Records from a data source:
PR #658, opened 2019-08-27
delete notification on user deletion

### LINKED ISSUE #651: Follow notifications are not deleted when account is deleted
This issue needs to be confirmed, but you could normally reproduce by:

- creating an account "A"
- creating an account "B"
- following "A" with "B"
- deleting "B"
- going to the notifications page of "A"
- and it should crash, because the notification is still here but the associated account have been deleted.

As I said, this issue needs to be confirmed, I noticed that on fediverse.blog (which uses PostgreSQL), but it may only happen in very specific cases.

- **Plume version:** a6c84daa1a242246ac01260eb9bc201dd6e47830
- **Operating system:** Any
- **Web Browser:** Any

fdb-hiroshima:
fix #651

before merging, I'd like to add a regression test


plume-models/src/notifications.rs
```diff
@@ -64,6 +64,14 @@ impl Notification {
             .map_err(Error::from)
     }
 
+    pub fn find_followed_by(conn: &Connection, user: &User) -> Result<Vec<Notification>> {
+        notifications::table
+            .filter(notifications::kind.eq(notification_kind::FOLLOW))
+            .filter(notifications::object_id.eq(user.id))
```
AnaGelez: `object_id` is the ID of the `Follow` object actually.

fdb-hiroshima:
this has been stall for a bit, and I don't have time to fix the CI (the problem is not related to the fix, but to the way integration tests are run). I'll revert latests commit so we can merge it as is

THE PROBLEM
Write out the data above again, word for word.

WORKED SOLUTION
PR #658, opened 2019-08-27
delete notification on user deletion

### LINKED ISSUE #651: Follow notifications are not deleted when account is deleted
This issue needs to be confirmed, but you could normally reproduce by:

- creating an account "A"
- creating an account "B"
- following "A" with "B"
- deleting "B"
- going to the notifications page of "A"
- and it should crash, because the notification is still here but the associated account have been deleted.

As I said, this issue needs to be confirmed, I noticed that on fediverse.blog (which uses PostgreSQL), but it may only happen in very specific cases.

- **Plume version:** a6c84daa1a242246ac01260eb9bc201dd6e47830
- **Operating system:** Any
- **Web Browser:** Any

fdb-hiroshima:
fix #651

before merging, I'd like to add a regression test


plume-models/src/notifications.rs
```diff
@@ -64,6 +64,14 @@ impl Notification {
             .map_err(Error::from)
     }
 
+    pub fn find_followed_by(conn: &Connection, user: &User) -> Result<Vec<Notification>> {
+        notifications::table
+            .filter(notifications::kind.eq(notification_kind::FOLLOW))
+            .filter(notifications::object_id.eq(user.id))
```
AnaGelez: `object_id` is the ID of the `Follow` object actually.

fdb-hiroshima:
this has been stall for a bit, and I don't have time to fix the CI (the problem is not related to the fix, but to the way integration tests are run). I'll revert latests commit so we can merge it as is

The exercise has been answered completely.